§ SOURCE DATA:
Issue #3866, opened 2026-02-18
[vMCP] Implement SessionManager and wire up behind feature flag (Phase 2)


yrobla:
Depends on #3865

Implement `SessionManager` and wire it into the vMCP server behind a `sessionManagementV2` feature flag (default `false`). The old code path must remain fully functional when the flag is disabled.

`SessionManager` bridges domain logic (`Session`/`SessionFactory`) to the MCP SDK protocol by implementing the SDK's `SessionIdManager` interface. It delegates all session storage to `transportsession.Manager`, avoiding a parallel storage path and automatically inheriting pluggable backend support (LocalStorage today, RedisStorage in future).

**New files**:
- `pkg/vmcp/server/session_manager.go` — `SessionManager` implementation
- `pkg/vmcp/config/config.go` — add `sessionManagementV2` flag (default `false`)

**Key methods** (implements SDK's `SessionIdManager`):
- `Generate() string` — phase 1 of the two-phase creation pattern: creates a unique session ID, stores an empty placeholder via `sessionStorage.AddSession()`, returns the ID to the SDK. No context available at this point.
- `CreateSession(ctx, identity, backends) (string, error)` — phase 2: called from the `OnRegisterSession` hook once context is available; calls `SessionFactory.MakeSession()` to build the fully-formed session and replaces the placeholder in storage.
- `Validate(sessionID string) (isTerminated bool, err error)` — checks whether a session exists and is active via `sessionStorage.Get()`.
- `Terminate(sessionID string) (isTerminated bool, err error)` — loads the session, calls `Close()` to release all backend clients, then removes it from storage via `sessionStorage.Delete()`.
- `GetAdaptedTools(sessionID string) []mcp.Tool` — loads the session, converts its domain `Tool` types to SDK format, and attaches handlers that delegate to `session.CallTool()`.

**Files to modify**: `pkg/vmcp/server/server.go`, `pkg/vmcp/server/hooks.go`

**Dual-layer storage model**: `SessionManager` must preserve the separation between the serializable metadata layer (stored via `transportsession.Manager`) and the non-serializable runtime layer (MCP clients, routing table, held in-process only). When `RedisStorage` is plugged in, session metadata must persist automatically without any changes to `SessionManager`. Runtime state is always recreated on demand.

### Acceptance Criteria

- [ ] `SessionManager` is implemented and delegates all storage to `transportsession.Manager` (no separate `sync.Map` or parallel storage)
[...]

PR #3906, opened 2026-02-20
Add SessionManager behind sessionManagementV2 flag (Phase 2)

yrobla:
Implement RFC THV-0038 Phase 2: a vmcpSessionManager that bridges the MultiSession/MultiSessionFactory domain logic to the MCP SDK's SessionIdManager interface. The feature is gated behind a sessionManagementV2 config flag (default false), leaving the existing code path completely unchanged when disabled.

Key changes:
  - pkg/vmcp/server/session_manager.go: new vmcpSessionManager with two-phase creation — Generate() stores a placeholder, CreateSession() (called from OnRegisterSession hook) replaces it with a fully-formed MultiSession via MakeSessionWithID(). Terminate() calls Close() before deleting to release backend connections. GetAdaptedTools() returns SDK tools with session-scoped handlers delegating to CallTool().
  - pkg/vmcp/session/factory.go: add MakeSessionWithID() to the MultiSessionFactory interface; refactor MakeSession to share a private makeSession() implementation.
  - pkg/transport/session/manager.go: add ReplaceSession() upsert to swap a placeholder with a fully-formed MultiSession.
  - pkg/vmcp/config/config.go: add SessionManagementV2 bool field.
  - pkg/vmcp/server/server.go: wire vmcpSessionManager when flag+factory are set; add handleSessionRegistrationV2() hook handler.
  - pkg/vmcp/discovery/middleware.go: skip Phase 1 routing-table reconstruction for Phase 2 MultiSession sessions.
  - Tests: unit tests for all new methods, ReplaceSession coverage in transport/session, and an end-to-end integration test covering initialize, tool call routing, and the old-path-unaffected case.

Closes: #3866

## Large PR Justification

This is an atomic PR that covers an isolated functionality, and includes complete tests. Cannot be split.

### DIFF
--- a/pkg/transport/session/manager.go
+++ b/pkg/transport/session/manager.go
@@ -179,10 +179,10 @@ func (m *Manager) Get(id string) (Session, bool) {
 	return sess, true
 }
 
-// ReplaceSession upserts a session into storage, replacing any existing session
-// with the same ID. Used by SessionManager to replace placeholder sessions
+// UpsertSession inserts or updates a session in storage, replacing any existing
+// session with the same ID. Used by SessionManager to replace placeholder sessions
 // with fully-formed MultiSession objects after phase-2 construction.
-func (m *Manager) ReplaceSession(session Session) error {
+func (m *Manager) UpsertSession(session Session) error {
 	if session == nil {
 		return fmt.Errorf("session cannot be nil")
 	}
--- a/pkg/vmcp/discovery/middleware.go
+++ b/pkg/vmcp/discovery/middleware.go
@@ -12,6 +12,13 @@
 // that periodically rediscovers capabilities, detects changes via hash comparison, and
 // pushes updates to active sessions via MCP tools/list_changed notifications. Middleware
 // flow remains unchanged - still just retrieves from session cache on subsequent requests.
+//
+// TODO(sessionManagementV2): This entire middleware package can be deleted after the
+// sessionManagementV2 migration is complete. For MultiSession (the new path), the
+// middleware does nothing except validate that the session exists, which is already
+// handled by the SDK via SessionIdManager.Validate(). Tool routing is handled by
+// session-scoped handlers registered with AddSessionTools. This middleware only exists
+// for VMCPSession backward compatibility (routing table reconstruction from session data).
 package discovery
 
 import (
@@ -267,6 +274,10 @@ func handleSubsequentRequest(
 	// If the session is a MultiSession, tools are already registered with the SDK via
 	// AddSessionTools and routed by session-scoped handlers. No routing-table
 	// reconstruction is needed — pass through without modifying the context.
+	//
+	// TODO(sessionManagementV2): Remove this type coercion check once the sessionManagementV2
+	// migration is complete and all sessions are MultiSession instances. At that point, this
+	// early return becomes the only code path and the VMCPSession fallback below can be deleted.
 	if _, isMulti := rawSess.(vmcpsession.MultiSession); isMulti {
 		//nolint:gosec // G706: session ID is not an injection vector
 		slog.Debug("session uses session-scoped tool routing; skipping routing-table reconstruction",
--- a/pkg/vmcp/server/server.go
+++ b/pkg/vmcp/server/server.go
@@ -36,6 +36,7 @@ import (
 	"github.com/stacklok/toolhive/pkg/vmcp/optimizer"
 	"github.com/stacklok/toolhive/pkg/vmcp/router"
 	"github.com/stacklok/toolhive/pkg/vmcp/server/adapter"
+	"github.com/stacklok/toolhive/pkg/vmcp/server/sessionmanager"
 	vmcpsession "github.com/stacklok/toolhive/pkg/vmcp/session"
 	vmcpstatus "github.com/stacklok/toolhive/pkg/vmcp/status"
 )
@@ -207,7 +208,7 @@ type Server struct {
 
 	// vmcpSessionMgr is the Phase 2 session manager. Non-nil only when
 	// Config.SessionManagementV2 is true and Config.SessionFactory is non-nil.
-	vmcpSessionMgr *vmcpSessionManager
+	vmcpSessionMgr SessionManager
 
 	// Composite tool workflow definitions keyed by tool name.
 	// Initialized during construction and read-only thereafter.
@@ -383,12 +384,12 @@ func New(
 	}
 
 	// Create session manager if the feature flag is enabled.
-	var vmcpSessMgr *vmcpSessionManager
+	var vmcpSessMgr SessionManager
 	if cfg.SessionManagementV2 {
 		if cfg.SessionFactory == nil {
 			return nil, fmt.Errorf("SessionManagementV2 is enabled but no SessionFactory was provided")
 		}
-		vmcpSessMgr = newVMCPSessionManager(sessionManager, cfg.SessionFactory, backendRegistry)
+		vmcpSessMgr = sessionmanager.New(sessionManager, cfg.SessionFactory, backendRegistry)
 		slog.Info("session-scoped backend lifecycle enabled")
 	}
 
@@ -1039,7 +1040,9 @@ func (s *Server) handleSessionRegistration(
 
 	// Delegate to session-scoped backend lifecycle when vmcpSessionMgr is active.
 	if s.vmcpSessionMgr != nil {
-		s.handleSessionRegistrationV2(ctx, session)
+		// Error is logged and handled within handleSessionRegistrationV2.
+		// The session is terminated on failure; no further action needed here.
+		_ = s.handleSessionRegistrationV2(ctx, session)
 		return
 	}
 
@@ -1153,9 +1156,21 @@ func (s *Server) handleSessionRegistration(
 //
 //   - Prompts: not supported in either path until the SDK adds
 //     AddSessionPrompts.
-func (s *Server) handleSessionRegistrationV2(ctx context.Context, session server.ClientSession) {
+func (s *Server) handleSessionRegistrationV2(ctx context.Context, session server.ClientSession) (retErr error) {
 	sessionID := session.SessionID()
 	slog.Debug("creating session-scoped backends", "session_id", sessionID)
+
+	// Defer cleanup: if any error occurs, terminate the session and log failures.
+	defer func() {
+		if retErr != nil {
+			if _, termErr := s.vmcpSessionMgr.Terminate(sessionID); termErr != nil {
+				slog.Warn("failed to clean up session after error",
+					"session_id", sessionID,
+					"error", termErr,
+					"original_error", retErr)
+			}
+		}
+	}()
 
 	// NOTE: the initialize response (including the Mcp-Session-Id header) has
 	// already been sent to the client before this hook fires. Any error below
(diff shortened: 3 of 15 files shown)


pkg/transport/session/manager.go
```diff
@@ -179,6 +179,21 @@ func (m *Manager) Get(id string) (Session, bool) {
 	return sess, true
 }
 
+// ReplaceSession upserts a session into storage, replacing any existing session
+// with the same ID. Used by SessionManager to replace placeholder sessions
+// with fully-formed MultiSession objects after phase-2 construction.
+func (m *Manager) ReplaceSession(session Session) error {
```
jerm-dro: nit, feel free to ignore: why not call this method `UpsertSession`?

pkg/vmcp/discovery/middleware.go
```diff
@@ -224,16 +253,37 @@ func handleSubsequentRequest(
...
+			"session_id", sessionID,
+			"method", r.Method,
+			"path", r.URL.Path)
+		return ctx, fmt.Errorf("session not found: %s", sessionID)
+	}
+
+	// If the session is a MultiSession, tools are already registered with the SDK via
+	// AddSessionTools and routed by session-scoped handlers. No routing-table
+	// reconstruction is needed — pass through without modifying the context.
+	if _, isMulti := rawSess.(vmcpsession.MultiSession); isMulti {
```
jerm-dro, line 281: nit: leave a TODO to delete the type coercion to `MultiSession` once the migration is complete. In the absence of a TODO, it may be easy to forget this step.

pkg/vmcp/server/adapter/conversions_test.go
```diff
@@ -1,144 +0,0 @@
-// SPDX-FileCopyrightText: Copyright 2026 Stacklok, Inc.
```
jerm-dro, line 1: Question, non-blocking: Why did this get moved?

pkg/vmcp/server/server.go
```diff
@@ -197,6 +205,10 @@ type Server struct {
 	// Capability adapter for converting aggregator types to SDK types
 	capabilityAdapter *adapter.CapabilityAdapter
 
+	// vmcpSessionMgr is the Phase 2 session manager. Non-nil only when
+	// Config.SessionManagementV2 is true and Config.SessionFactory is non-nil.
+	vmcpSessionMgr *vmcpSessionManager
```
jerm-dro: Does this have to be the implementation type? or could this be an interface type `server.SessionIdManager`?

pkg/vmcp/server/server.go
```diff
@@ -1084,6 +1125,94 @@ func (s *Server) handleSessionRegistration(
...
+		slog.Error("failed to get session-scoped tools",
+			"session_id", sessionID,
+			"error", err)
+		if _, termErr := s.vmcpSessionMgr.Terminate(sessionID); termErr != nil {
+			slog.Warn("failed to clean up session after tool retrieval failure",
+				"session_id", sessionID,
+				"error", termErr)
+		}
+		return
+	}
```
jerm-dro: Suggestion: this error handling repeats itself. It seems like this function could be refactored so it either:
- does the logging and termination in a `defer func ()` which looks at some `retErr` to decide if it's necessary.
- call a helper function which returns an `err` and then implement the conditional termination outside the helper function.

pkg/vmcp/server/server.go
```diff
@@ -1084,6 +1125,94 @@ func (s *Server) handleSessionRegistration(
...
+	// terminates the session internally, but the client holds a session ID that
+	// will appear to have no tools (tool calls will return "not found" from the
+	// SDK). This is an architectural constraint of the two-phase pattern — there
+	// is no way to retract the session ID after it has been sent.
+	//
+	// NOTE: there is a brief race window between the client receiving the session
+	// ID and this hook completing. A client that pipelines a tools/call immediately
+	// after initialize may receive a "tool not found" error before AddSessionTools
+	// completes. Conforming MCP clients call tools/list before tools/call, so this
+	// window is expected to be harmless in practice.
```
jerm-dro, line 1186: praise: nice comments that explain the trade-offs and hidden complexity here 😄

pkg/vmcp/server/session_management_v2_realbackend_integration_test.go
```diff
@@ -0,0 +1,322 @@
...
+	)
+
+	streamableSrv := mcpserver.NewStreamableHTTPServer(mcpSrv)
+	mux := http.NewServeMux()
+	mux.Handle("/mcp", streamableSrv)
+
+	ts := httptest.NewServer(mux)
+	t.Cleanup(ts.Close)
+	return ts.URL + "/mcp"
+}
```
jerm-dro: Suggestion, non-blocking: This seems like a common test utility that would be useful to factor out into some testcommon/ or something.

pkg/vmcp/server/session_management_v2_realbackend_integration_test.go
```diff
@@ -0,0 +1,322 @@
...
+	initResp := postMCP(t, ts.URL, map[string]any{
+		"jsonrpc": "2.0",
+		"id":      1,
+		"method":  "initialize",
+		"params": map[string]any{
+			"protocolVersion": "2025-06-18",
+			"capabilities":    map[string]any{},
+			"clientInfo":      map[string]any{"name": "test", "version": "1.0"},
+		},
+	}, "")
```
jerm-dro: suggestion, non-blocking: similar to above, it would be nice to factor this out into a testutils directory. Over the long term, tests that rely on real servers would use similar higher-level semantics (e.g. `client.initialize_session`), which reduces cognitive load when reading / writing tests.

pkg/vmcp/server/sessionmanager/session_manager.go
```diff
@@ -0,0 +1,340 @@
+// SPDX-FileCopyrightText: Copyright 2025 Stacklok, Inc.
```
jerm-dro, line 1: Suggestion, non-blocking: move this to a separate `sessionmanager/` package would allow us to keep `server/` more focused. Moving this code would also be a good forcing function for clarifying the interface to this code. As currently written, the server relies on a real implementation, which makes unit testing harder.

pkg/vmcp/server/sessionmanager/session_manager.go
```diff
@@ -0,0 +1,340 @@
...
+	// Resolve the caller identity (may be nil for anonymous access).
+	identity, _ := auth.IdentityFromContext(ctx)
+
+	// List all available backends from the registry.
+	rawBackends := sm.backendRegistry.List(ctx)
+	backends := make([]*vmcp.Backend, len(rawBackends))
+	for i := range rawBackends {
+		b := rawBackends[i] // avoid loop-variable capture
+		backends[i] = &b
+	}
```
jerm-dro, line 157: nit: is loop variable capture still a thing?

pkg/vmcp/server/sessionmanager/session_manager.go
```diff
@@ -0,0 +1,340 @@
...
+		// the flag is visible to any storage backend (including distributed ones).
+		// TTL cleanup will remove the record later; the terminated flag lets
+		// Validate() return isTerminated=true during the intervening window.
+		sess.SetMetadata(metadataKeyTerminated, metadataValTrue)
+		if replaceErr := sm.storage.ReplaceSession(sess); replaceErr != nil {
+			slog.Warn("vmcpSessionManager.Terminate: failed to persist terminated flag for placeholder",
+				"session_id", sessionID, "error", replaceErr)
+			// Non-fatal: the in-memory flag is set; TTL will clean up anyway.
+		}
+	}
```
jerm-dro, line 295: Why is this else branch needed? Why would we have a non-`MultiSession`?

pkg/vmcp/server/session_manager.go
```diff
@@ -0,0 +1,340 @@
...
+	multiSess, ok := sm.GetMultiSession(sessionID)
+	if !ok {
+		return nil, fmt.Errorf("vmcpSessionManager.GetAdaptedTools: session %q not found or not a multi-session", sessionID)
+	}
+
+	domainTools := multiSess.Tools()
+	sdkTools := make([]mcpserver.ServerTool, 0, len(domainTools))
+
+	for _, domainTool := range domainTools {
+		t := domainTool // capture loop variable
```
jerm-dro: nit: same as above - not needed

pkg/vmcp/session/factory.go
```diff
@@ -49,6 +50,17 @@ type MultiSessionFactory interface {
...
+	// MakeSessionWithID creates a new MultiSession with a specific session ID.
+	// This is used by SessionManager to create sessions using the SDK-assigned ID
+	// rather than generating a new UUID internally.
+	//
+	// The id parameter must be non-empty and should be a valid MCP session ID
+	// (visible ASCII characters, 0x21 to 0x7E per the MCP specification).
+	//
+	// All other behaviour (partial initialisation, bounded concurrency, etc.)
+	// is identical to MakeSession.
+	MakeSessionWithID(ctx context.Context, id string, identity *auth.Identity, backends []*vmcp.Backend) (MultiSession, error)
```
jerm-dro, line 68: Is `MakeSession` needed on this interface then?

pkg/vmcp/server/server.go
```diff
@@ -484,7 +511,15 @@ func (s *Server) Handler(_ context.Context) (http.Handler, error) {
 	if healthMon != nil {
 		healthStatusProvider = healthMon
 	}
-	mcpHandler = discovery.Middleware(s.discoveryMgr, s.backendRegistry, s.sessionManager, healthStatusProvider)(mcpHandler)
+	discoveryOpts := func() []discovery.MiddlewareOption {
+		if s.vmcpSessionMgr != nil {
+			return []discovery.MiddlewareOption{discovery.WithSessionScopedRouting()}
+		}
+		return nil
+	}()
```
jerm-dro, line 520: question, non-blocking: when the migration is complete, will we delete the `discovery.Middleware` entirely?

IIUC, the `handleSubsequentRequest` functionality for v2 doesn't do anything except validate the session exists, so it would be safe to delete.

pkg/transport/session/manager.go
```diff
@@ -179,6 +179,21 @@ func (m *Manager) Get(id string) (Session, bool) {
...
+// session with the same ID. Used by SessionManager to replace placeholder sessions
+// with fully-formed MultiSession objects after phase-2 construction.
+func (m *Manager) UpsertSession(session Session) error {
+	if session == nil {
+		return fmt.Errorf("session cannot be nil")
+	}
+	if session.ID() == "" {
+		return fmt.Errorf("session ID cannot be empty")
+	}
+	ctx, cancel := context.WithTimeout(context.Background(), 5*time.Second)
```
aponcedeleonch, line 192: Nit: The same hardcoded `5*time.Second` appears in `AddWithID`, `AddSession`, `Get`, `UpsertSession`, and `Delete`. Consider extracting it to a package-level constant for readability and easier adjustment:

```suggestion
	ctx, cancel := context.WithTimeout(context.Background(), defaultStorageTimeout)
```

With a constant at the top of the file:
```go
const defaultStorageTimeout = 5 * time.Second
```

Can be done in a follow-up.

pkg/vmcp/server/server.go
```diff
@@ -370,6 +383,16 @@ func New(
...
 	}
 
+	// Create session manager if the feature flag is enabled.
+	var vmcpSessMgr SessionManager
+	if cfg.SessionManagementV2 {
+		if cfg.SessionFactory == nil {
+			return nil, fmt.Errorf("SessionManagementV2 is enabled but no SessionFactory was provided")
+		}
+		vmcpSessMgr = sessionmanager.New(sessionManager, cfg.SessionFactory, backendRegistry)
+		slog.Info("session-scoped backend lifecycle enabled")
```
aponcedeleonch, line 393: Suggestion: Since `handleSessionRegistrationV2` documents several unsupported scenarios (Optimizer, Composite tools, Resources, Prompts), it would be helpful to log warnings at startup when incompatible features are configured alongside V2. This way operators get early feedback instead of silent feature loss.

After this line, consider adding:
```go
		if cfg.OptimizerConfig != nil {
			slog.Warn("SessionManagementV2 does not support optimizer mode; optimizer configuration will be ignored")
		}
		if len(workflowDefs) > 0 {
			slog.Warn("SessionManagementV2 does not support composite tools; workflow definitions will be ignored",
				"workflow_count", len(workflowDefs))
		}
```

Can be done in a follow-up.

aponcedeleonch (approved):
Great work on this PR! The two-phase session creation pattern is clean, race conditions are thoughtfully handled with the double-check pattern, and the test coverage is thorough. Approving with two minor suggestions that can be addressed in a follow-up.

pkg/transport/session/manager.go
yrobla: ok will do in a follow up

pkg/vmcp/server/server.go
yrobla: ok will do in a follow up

§ EXERCISE PROMPT:
Starting from the first line of the records above, retype each line exactly up to and including the one that contains "the session, calls", and nothing more.

§ FINISHED EXERCISE:
Issue #3866, opened 2026-02-18
[vMCP] Implement SessionManager and wire up behind feature flag (Phase 2)


yrobla:
Depends on #3865

Implement `SessionManager` and wire it into the vMCP server behind a `sessionManagementV2` feature flag (default `false`). The old code path must remain fully functional when the flag is disabled.

`SessionManager` bridges domain logic (`Session`/`SessionFactory`) to the MCP SDK protocol by implementing the SDK's `SessionIdManager` interface. It delegates all session storage to `transportsession.Manager`, avoiding a parallel storage path and automatically inheriting pluggable backend support (LocalStorage today, RedisStorage in future).

**New files**:
- `pkg/vmcp/server/session_manager.go` — `SessionManager` implementation
- `pkg/vmcp/config/config.go` — add `sessionManagementV2` flag (default `false`)

**Key methods** (implements SDK's `SessionIdManager`):
- `Generate() string` — phase 1 of the two-phase creation pattern: creates a unique session ID, stores an empty placeholder via `sessionStorage.AddSession()`, returns the ID to the SDK. No context available at this point.
- `CreateSession(ctx, identity, backends) (string, error)` — phase 2: called from the `OnRegisterSession` hook once context is available; calls `SessionFactory.MakeSession()` to build the fully-formed session and replaces the placeholder in storage.
- `Validate(sessionID string) (isTerminated bool, err error)` — checks whether a session exists and is active via `sessionStorage.Get()`.
- `Terminate(sessionID string) (isTerminated bool, err error)` — loads the session, calls `Close()` to release all backend clients, then removes it from storage via `sessionStorage.Delete()`.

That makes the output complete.